Population geneticists, Motoo Kimura and Tomoko Ohta, were the first to analyze the association between an allele's frequency and its age in the 1970s. They showed that the age of a neutral allele can be estimated (assuming a large, randomly mating population) by

$E(t_1)=(-2p)/(1-p) \ln(p)$

Where $p$ represents the allele frequency and $t_1$ is the expected age, measured in units of 2N generations.

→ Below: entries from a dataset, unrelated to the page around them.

PR #373, opened 2015-02-12
Use netlink to set hairpin mode

LK4D4:
This should fix problem with hairpin on EL6. I have no EL6 to  try though.
/cc @phemmer

### DIFF
--- a/netlink/netlink_linux.go
+++ b/netlink/netlink_linux.go
@@ -7,7 +7,6 @@ import (
 	"math/rand"
 	"net"
 	"os"
-	"path/filepath"
 	"sync/atomic"
 	"syscall"
 	"unsafe"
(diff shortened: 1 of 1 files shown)


phemmer:
I just spun up a VM last time when I was digging into the issue. I can again, but someone with real world usage might be better.

LK4D4:
Actually I think this can be tested with `bridge` command from `iproute2`. Same netlink messages will be sent.

netlink/netlink_linux.go
```diff
@@ -1253,25 +1252,33 @@ func SetMacAddress(name, addr string) error {
...
 	if enabled {
-		writeVal = []byte("1")
-	} else {
-		writeVal = []byte("0")
+		mode[0] = byte(1)
 	}
-	if _, err := sysFile.Write(writeVal); err != nil {
+
+	br := newRtAttr(syscall.IFLA_PROTINFO|syscall.NLA_F_NESTED, nil)
+	newRtAttrChild(br, 4, mode)
```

More recent studies, however, have focused on the analysis of intra-allelic variation. In 1990, Jean-Louis Serre and his team were the first to assess allele age by analyzing intra-allelic variation. Using a sample of 240 French families, they surveyed two restriction fragment length polymorphisms (RFLP) sites (E1 and E2) that are closely linked to an allele (ΔF508) at the cystic fibrosis locus (CFTR). Recombination theory allows for the calculation of x(t), the expected frequency of E2 in association with the allele ΔF508 in generation t, and y, the frequency of E2 on chromosomes without the ΔF508 allele. The recombination rate, c, is assumed to be known, and so the allele age can be calculated as an estimate of t.

$t={1\over\ln(1-c)}\ln{x(t)-y \over 1-y}$

Although Serre et al. (1990) were the first to employ this method, it became increasingly popular after the Risch et al. study in 1995, which analyzed alleles in an Ashkenazi Jewish population.

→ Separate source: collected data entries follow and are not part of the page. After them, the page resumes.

PR #377, opened 2015-02-13
Add a constant for the container console path.

mrunalp:

### DIFF
--- a/linux_console.go
+++ b/linux_console.go
@@ -12,6 +12,10 @@ import (
 	"github.com/docker/libcontainer/label"
 )
 
+const (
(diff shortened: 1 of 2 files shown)


linux_console.go
```diff
@@ -12,6 +12,10 @@ import (
 	"github.com/docker/libcontainer/label"
 )
 
+const (
+	ContainerConsolePath string = "/dev/console"
```
crosbymichael: Should this be exported?

mrunalp: Ahh, yes, it shouldn't be. Fixed.

crosbymichael:
LGTM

== Examples of allele age estimations ==

Many intra-allelic variation studies suggest that disease-causing alleles arose rather recently in human history.

=== Cystic fibrosis ===
The Serre et al. (1990) study estimated that an allele causing cystic fibrosis arose approximately 181.4 generations ago. Therefore, they estimated that the allele age to be between 3,000 and 6,000 years ago. However, other studies have obtained drastically different estimates. Morral et al. (1994) suggested a minimum age of 52,000 years ago. A reanalysis of the Morral et al. (1994) data by Slatkin and Rannala (2000) estimated an allele age of approximately 3,000 years, which is consistent with the Serre et al. (1990) results.

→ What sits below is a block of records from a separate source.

PR #379, opened 2015-02-14
Add config generation for simple user namespace testing.

mrunalp:

### DIFF
--- a/nsinit/config.go
+++ b/nsinit/config.go
@@ -4,6 +4,7 @@ import (
 	"bytes"
 	"encoding/json"
 	"io"
+	"math"
 	"os"
 	"path/filepath"
 	"syscall"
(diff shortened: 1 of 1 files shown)


nsinit/config.go
```diff
@@ -70,6 +71,22 @@ func modify(config *configs.Config, context *cli.Context) {
 	config.AppArmorProfile = context.String("apparmor-profile")
 	config.ProcessLabel = context.String("process-label")
 	config.MountLabel = context.String("mount-label")
+
+	userns_uid := context.Int("userns-root-uid")
+	maxUid := 1 << 32
```
vmarmol: Is this meant to be an int32? This is undefined for them (shifting word size).

mrunalp: Yeah, want to set it to 2^32. Seems to be working but if it is undefined then need to change this. Thanks.

vmarmol: if we cast the 1 as an int64 it should be fine :)

mrunalp: Are you suggesting?
```
maxUid := int(int64(1) << 32)
```

vmarmol: Ah, well 2^32 is not a valid integer (int32). The largest unsigned integer is 2^32 -1. Should this be max unsigned int or max signed int? (both int32)

mrunalp: It is defined as unsigned uint32 in linux but is represented as int in golang.

mrunalp:
Updated to use math.MaxInt32.

vmarmol:
LGTM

=== AIDS-resistance allele (CCR5) ===
A 32 base pair deletion at the CCR5 locus results in resistance to the HIV infection, which causes AIDS. Individuals who are homozygous for the mutation experience complete resistance to the infection, while heterozygotes only experience partial resistance to the infection, resulting in a delayed onset of AIDS. A study by Stephens et al. in 1998 suggested that this allele originated approximately 27.5 generations, or 688 years ago. These results were obtained using intra-allelic variation analysis. This same study also used the allele frequency and the Kimura-Ohta model to estimate allele age. This method provided very different results, suggesting that the allele appeared more than 100,000 years ago. Stephens et al. (1996) argue that the discrepancy between these age estimates strongly suggest recent positive selection for the CCR5 mutation. Because the CCR5 mutation also offers resistance to smallpox, these results are consistent with the idea that the CCR5 mutation first rose to higher frequency due to positive selection during smallpox outbreaks in European history before being positively selected for due to its role in HIV resistance.

=== Lactase persistence ===
Many adults are lactose intolerant because their bodies cease production of the enzyme lactase post childhood. However, mutations in the promoter region of the lactase gene (LCT) result in the continued production of lactase throughout adulthood in certain African populations, a condition known as lactase persistence. A study conducted by Sarah Tishkoff and her team shows that the mutation for lactase persistence has been under positive selection since its recent appearance approximately 3,000 to 7,000 years ago. These dates are consistent with the rise of cattle domestication and pastoralist lifestyles in these regions, making the lactase persistence mutation a strong example of gene-culture co-evolution.